European Commission rules on proposed takeover of Endesa

United Kingdom

The European Commission has ruled that the implementation of new legislation inhibiting E.ON’s acquisition of Endesa was contrary to Article 21 of the EU Merger Regulation. The new legislation increased the supervisory powers of the Energy Regulator CNE and thereby imposed a number of extra conditions on the acquisition. The background to the ruling is as follows:

  • E.ON (a German energy company) launched a bid for the acquisition of Endesa (a Spanish energy company) in February 2006.
  • The Commission, after receiving notification of the acquisition by E.ON, decided that the transaction constituted a concentration with a Community dimension and approved the proposed transaction.
  • Spain introduced new legislation increasing the supervisory powers of the Energy Regulator CNE. The new law increased the control on: "acquisitions of over 10% of share capital, or any percentage giving significant influence, in a company that engages, directly or indirectly, in regulated activities or activities subject to special administrative control". "the direct acquisition of assets to carry out these activities".
  • The Commission started infringement procedures against Spain and decided that the new Spanish legislation violated the freedom of capital movement and the right of establishment. The Commission noted that the competitive impact of concentrations with a Community dimension should be assessed exclusively by the Commission and therefore national competition law cannot be applied to such transactions.
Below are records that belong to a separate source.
PR #2399, opened 2021-08-19
MNT: do not warn on import

tacaswell:
The py23 module is deprecated, but still heavily used within fontTools.  This
means that libraries which depend on fontTools will get a deprecation warning
that they can do nothing about on import of fontTools.

This does three things:

 - move the actual py23 implementation into a private module
 - changes all of the internal imports to use the private module
 - set the stack level in the py23 warning to warn where it is imported

In particular Matplotlib has recently picked up a dependency on fontTools and we have to special-case the warning from importing fontTools in our test suite (we otherwise fail on warnings).

I've added my name to the README as the contributing guides requests, but this is such a mechanical change, I'd be perfectly happy to not do so.

### DIFF
--- a/Lib/fontTools/agl.py
+++ b/Lib/fontTools/agl.py
@@ -26,7 +26,7 @@ This is used by fontTools when it has to construct glyph names for a font which
 doesn't include any (e.g. format 3.0 post tables).
 """
 
-from fontTools.misc.py23 import tostr
+from fontTools.misc._py23 import tostr
 import re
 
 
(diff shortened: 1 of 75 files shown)


khaledhosny:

No measures can therefore be taken which could prejudice such concentrations, unless these measures: "protect interests other than competition", and; "are necessary and proportionate to protect interests which are compatible with all aspects of Community law".

This would include public security and prudential rules.

The decision will be of keen interest to investors and companies that are contemplating M&As in regulated sectors in the EU. In addition, governments and regulatory bodies would need to consider their existing and any proposed controls on acquisitions of regulated companies in the context of the Commission's decision.